Investing Activities
Capital expenditures                                          (643)
							   -------

	 Net cash used in investing activities                (643)
							   -------

Financing Activities
Changes in intercompany investments and advances
  from Texaco (net)                                        (15,006)
							   -------

	 Net cash used in financing activities             (15,006)
							   -------

Decrease in Cash and Cash Equivalents                         (651)
Cash and Cash Equivalents at Beginning of Year               1,803
							   -------

Cash and Cash Equivalents at End of Year                 $   1,152
							   =======







    See accompanying notes to combined financial statements.

<PAGE>

	      <PAGE>
TEXACO ADDITIVE GROUP OF COMPANIES

	     NOTES TO COMBINED FINANCIAL STATEMENTS

	      FOR THE YEAR ENDED DECEMBER 31, 1995

Note 1. Basis of Presentation and Description of Significant
	  Accounting Policies

     Basis of Presentation

       The accompanying combined financial statements present on a historical
cost basis the combined assets, liabilities, revenues and expenses related to
the additive operations that were included in the sale by Texaco to Ethyl
Corporation ("Ethyl") pursuant to the Purchase and Sale Agreement (Additive
Business) dated September 22, 1995, as amended, (the "Agreement").  (For
additional information, see Note 2, Sale to Ethyl.)  The term Texaco Inc.
refers solely to Texaco  Inc., a Delaware corporation, and the term Texaco
refers to one or more subsidiaries of Texaco Inc.  The additive operations,
collectively known as the "Texaco Additive Group of Companies" or the "Group"
or the "additive operations", are comprised of: (a) certain assets and
liabilities of Texaco Additive Company ("TAC"), a wholly owned subsidiary of
Texaco Inc., associated with additive operations located in the United States,
(b) certain intangible assets, including patents, of Texaco Inc., TAC and
Texaco Development Corporation, a direct wholly owned subsidiary of Texaco
Inc., (c) the stock of Texaco Additive N.V. and Texaco Brasil Aditivos S.A.,
both indirect wholly owned subsidiaries of Texaco Inc., (d) the stock of
Texaco Korea Ltd., a wholly owned subsidiary of TAC, and (e) certain assets
and liabilities associated with additive operations located in the United
Kingdom, Germany, France, Turkey and Singapore.  Texaco Additive N.V. and
Texaco Brasil Aditivos S.A. were formed during the second half of 1995.
However, these financial statements reflect the results of operations and
financial position of the additive business of these companies and their
respective predecessor companies for the entire year 1995 that will be
included in the sale to Ethyl.


       Not included in the proposed sale of the additive operations, and
therefore excluded from these additive operations ("excluded operations") and
from the Group's combined financial statements and related notes are any motor
fuel additives technology and business of Texaco and certain inventories of the
lubricant blending and antifreeze operations at the Ghent Chemical Plant in
Belgium.



       The financial information included herein includes numerous allocations
of actual costs and overhead based on management's estimates.  Applicable
historical activity levels were used to segregate the excluded operations from
those of the Group. Therefore, these combined financial statements may not
necessarily reflect the combined financial position, results of operations or
cash flows of the Group in the future, or the combined financial position,
results of operations or cash flows of the Group had it existed as a separate,
stand-alone company during the period presented.

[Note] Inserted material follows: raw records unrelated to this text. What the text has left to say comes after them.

PR #89, opened 2017-04-01
Removal of NO_WEB #def from netstandard target

kal:
This is a PR to add the web functionality back in to the netstandard1.4 build of the core library.

The main pieces of this are:

- [x] Remove the NO_WEB #def and fix any resulting compilation issues
- [ ] Reimplement the custom ASP.NET HTTP Handlers in VDS.RDF.Web as ASP.NET 5 Middleware

PR #92, opened 2017-04-08
Add RDFa parser to netstandard target

kal:
This PR replaces #89.
The former PR meant that net40-client target framework had to be removed (not supported by AngleSharp) and there were some nasty app.config hacks needed to compile the net40 build (due to an upstream dependency of AngleSharp).

This PR takes an alternative approach so that instead of replacing HtmlAgilityPack for the net40 and net40-client frameworks, we only use it for implementing the RDFa parser for the netstandard1.4 framework.

This has the upside of allowing us to continue supporting net40-client and the small downside of requiring some separate unit testing for the netstandard framework.

This PR does not address the implementation of ASP.NET middleware for the various web protocols.


kal:
@tpluscode - what do you think. I'm in two minds about this approach. If we go with just AngleSharp, then net40-client has to be dropped and net40 requires app.config changes to fix a borked Microsoft.Bcl nuget package dependency. On the other hand this PR means we have a parallel code base for the RDFa parser. I suppose a better approach would be to refactor the RDFa parser so that there is a common HTML parser interface, but that just feels like more work :-(

tpluscode:
Given what you describe about net40(-client) support, I'd stay with HtmlAgilityPack for that target. If there is possibility to share some base code and differentiate only between the implementation details, I think it's worth a shot. I'll have a look that.

Additionally I have two other comments:
*  I would not create a separate test project because dependencies. `dotnet test` can handle multiple targets and the inclusion of source files can be done in `csproj`. It's ironic though that I quickly discovered that with multi-target test project we'll need a separate project for Query.FullText and Data.Virtuoso. What do you think?
* And so I would try to limit the use of precompiler directives in favor of said inclusion/exclusion of whole `cs` files wherever possible. Would you accept partial source files, separate for targets for example? Say, something like `*.Netstandard.cs` and `*.Net40.cs` wildcards.

tpluscode:
I have some changes under way. Let's see if you'll like them :)

kal:
@tpluscode - I agree with both points above. Because DNR predates the partial class construct there is a lot of code using #defines. Replacing them all will be quite a bit of work, but it would also be an opportunity for review and removal of any that are now obsolete (for example sections in #if SILVERLIGHT are probably unused now) and just some general tidying up. However I would say for right now lets just focus on the RDFa parser - getting it back into the .NET Core build would be a nice step forward.

tpluscode:
I know you're right. However I'm pretty much finished with some changes which address what I summarized yesterday. It turns out that in many cases the changes required are all or nothing and so it may seem substantial. Not complete though, just enough to get a multi-target unit tests project running. I haven't touched any of your code which actually addresses the issue. Just spitting some stuff which didn't build on both platforms... A good starting point for getting all that stuff under control I think :)

I'll add a separate ticket for a thorough cleanup.

tpluscode:
> I'll add a separate ticket for a thorough cleanup.

Oh, wait, what was the plan regarding the old codebase vs the 1.9 branch?

tpluscode:
So, here are my changes. Significant and exceeds the scope of the PR but now we run all tests possible against .NET Core. 

More interestingly though I probably payed off after. After eliminating all tests which could not run on .NET Core framework there are two tests which fail on parsing RDFa only in .NET Standard build. I'll still take some time adjusting the Appveyor script but do check them locally if you have the time

tpluscode:
Hm, I tried upgrading the xunit runner (now comes with `dotnet test` command and better support in general). Unfortunately it caused the optimizer and some SPARQL tests to fail on both platform. I think you were fixing them before. Would you know what's wrong?

The failing RDFa tests are `GraphHandlerTests#ParsingGraphHandlerExplicitRdfA` and `WriterTests#WritingHtmlWriter`. Both seem to get the graph's `BaseUri` wrong

Libraries/dotNetRDF/Parsing/RdfAParser.NetCore.cs
```diff
@@ -68,7 +68,7 @@ protected override IHtmlDocument LoadAndParse(TextReader input)
 
         protected override bool HasAttribute(IElement element, string attributeName)
         {
-            return !element.HasAttribute(attributeName);
+            return element.HasAttribute(attributeName);
```
tpluscode: Good catch. I was wondering why the GoodRelations test started failing all of the sudden

kal:
Looks like those couple of small fixes have it sorted out now. The separation of the RDFa parser code is a lot cleaner too - thanks @tpluscode !

tpluscode:
Cool, I didn't think that the last fix would be that simple :)

There is jus one gotcha with the current change to the `*.csproj` files which target multiple platforms. See how I added `<EnableDefaultCompileItems>false</EnableDefaultCompileItems>` and replaced that with lines similar to

```
<Compile Include="**\*.cs" Exclude="obj\**\*.cs;**\*.NetFull.cs" />
```
and 

```
<Compile Include="**\*.cs" Exclude="obj\**\*.cs;**\*.NetCore.cs" />
```

It's the best way I found to have a separate set of files for Core and Framework. I tried with `<Compile Remove="" />` but adding that to any conditional section removes those files from Solution Explorer completely which is kind of pointless.

Anyway, this works but there is a weird side effect where sometimes when you add or rename a file it tends to be added explicitly with `<Compile Include=""/>` and so MSBuild wants to build it for all targets. We'll have to remember nad maybe ask around for a better solution.

kal:
OK, that will be a good thing to remember as we tidy up the compile flags and so on, because I imagine there will be quite a lot of file adding/renaming to do!

PR #98, opened 2017-04-23
Old Fluent query branch

tpluscode:
Cleaning up branches. Let's see if there are any outstanding changes and close this branch


kal:
It looks like the useful bits of this branch are already merged. @tpluscode : can we just close this PR?

tpluscode:
I think so.

PR #99, opened 2017-04-23
An OWL API for .Net based on Clark & Parsia's Ortiz API

tpluscode:
Unfinished work on OWL2 API.

- [ ] Adapt to .NET Core project structure


rvesse:
This appears to be simply a recovery of abandonware stub from an old abandoned branch. It provides no value to users and requires substantial work to reach a stage where it would be usable. There are already more features than the community is able to test and maintain so embarking on creating additional ones seems low priority to me.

       Intercompany accounts and transactions within the combined Group are
eliminated.  The Group has various business transactions with Texaco Inc. and
other Texaco Inc. subsidiaries and affiliates, including Caltex Petroleum
Corporation.  See Note 3, Related Party Transactions, for a discussion of the
Group's relationship with these entities. Receivables and payables between the
Group and these entities are reflected as assets or liabilities based on the
Group's net balance position with individual companies for trade transactions,
interest and debt.  Classification between current and noncurrent categories
conforms with normal settlement practices.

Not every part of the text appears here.